Stored data
PR #5993, opened 2025-02-26
feat(eventsub): implement (shared chat) delete

pajlada:
Towards #5908

Implements:
 - Delete  
   
image
image

 - Shared chat delete (we didn't handle this in PubSub)
 
image
image

Will add changelog entry after the chat modes PR is merged in


Nerixyz (commented):
In PubSub we also [tried to merge messages from IRC](https://github.com/Chatterino/chatterino2/blob/5ea420b7ae41f976f05db3b4df6428705af0e89f/src/providers/twitch/TwitchIrcServer.cpp#L377-L391). I think we should focus on building the messages first and merging them afterward (especially if we want to restructure `Message` soon-ish).

PR #5998, opened 2025-02-26
Chatterino warning fixes

TheComputerGuy96:
This fixes the warnings inside Chatterino code with GCC 14 on Linux (which progresses #4825 forward)

Note that sol2 may still have a stubborn `-Wmaybe-uninitialized` warning even after this change


pajlada:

» Required work
What is needed here is every record above, repeated exactly.

» Written solution
PR #5993, opened 2025-02-26
feat(eventsub): implement (shared chat) delete

pajlada:
Towards #5908

Implements:
 - Delete  
   
image
image

 - Shared chat delete (we didn't handle this in PubSub)
 
image
image

Will add changelog entry after the chat modes PR is merged in


Nerixyz (commented):
In PubSub we also [tried to merge messages from IRC](https://github.com/Chatterino/chatterino2/blob/5ea420b7ae41f976f05db3b4df6428705af0e89f/src/providers/twitch/TwitchIrcServer.cpp#L377-L391). I think we should focus on building the messages first and merging them afterward (especially if we want to restructure `Message` soon-ish).

PR #5998, opened 2025-02-26
Chatterino warning fixes

TheComputerGuy96:
This fixes the warnings inside Chatterino code with GCC 14 on Linux (which progresses #4825 forward)

Note that sol2 may still have a stubborn `-Wmaybe-uninitialized` warning even after this change


pajlada:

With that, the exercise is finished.